The question I got on my exam was $$\text{If}\;a > 0 \;\text{then}\; (b > 0 \Leftrightarrow ab > 0) $$ The answer I put was "recall the mutiplication rule from the inequality axioms of real numbers". I will put it for reference.
$$a < b \Leftrightarrow ac < bc \;\text{if}\; c > 0 $$ $$a < b \Leftrightarrow ac > bc \;\text{if}\; c < 0 $$ Proof:
This is a direct consequence of the multiplication law.
If $b>0$ then if $0 < a \implies ab > 0 $ by the multiplication axiom given.
Similarly, if $ ab > 0$ and if $a > 0 \implies b > 0$ by the multiplication axiom again.
I am failing to see how is not a simple proof by using the definition of axiom for this problem. Apparently my professor gave me no points at all for this question and just simply said this is not a proof.
Also I will like to see why this solution is not a proof either:
$$\text{If}\; x \neq 0 \;\text{then}\; x^2 > 0$$
Proof:
If $x \neq 0 $ then x is a positive real number or x is a negative real number
Case 1 : x is positive
then by definition of posistive
$$0 < x \Leftrightarrow 0 < x * x = x^2 $$ if $x > 0$ (By multiplication axiom given)

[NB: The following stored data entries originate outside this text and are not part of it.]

Issue #5668, opened 2022-04-25
ref not exposed to us as prop


ivanjeremic:
### Check that this is really a bug

- [X] I confirm

### Reproduction link

nope

### Bug description

```js
<Swiper ref={someRef}>
 ...
</Swiper>
```
We can't do this but we should have the option.

### Swiper version

all

### Platform/Target and Browser Versions

all

### Validations

- [X] Follow our [Code of Conduct](https://github.com/nolimits4web/swiper/blob/master/CODE_OF_CONDUCT.md)
- [X] Read the [docs](https://swiperjs.com/swiper-api).
- [X] Check that there isn't already an issue that request the same feature to avoid creating a duplicate.
- [X] Make sure this is a Swiper issue and not a framework-specific issue

### Would you like to open a PR for this bug?

- [ ] I'm willing to open a PR

nolimits4web:
what do you expect `ref.current` to return?

ivanjeremic:
It works now was an issue with an other hook I guess.

7iomka:
> ivanjeremic

How you found a workaround for this?

```tsx
 const swiperRef = useRef(null);

// ...
<Swiper ref={swiperRef}
   ... >
</Swiper>

```
gives me
```
Property 'ref' does not exist on type 'IntrinsicAttributes & SwiperProps & { children?: ReactNode; }'
```

Why? Swiper is exported as component with `forwardRef` and types needed to contain `ref`, for example with helper type `React.ForwardRefExoticComponent<SwiperProps & {...}>`

Another issue - I want to have a type of this ref. Currently swiper types not contain type of SwiperClass, but that is what we need.
What do you think? @nolimits4web 

This flow is required for control swiper instance outside.

Thanks.

ivanjeremic:
> > ivanjeremic
> 
> How you found a workaround for this?
> 
> ```tsx
>  const swiperRef = useRef(null);
> 
> // ...
> <Swiper ref={swiperRef}
>    ... >
> </Swiper>
> ```
> 
> gives me
> 
> ```
> Property 'ref' does not exist on type 'IntrinsicAttributes & SwiperProps & { children?: ReactNode; }'
> ```
> 
> Why? Swiper is exported as component with `forwardRef` and types needed to contain `ref`, for example with helper type `React.ForwardRefExoticComponent<SwiperProps & {...}>`
> 
[...]

Issue #5500, opened 2022-02-27
[React] Typescript errors in `ref` and `onSwiper` props


vicasas:
### Check that this is really a bug

- [X] I confirm

### Reproduction link

https://codesandbox.io/s/swiper-typescript-types-errors-437w68

### Bug description

Using Swiper with Typescript it throws errors in the `ref` and `onSwiper` props.

### Expected Behavior

It should not throw an error even if types are assigned to it.

### Swiper version

8.0.6

### Platform/Target and Browser Versions

macOs bigsur Chrome lastest

### Validations

- [X] Follow our [Code of Conduct](https://github.com/nolimits4web/swiper/blob/master/CODE_OF_CONDUCT.md)
- [X] Read the [docs](https://swiperjs.com/swiper-api).
- [X] Check that there isn't already an issue that request the same feature to avoid creating a duplicate.
- [X] Make sure this is a Swiper issue and not a framework-specific issue

### Would you like to open a PR for this bug?

- [ ] I'm willing to open a PR

rtabulov:
hey, this is not a problem with Swiper or Typescript, i would say this is not a problem at all

[`ref` is not supported for function components in react](https://reactjs.org/docs/refs-and-the-dom.html#accessing-refs)
> You may not use the ref attribute on function components because they don’t have instances.

`onSwiper` shows error becuase types null and Swiper are not compatible, that's because you did not properly set the type on `useState`

to do that you should write

```ts
import type { Swiper } from 'swiper';
const [swiperInstance, setSwiperInstance] = useState<Swiper | null>(null);
```

youngkyo0504:
Do you want access swiper container?? 
then do this.

```typescript
function App() {
    const ref = useRef<SwiperCore>();
   
   <Swiper
      onInit={(swiper) => {
        ref.current = swiper.el; 
        // "swiper.el" is what you want
      }}
   ></Swiper>
}
```

vicasas:
> hey, this is not a problem with Swiper or Typescript, i would say this is not a problem at all

@rtabulov The `ref` makes sense. But this means that Swiper should still be able to receive the ref without Typescript throwing an error. Perhaps using `fordwarRef`.

> to do that you should write

Thinking out loud, you should consider adding last name `Props` to types. e.g. `SwiperProps`

Tends to be confusing without using `import type`

vicasas:
@youngkyo0504 Taking that same code to my example in codesandbox how would it be? Using `fordwarRef`?

[...]

PR #5807, opened 2022-06-18
Fix Typescript errors with ref

7iomka:
Since swiper for react uses forward ref, we need to fix exported types. Also, we need type as alias for `SwiperCore`

With this fix we can write code like this:

```tsx
import type { SwiperInstance } from 'swiper/react/swiper-react';
import { Swiper, SwiperSlide } from 'swiper/react/swiper-react';

// ...
const swiperRef = useRef<SwiperInstance>(null);

// ...
<button
  className="button-outside-of-swiper-area"
  type="button"
  onClick={() => swiperRef.current?.slideNext()}
/>
<Swiper
  ref={swiperRef}
></Swiper>
// ...

```

Related issues: 
- #5500
- #5668

### DIFF
--- a/src/react/swiper-react.d.ts
+++ b/src/react/swiper-react.d.ts
@@ -78,8 +78,9 @@ interface SwiperProps
     | 'onScroll'
   > {}
 interface SwiperSlideProps extends React.HTMLAttributes<HTMLElement> {}
+interface SwiperInstance = typeof SwiperClass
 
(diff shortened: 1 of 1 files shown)


nolimits4web:
`Swiper` component ref is the HTML element, and not Swiper instance

ivanjeremic:
> `Swiper` component ref is the HTML element, and not Swiper instance

but has `Swiper` the ability to take `ref`?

Case 2: x is negative then by definition of negative $$x < 0 \Leftrightarrow x * x = x^2 > 0 $$ ( By the multiplication axiom again) if $x < 0$
So in both cases $0 < x^2$ and $x^2 > 0$. I am failing to see how these are not correct proofs to these problems when I am simply using the definitions of axioms given. All the variables are for real numbers btw.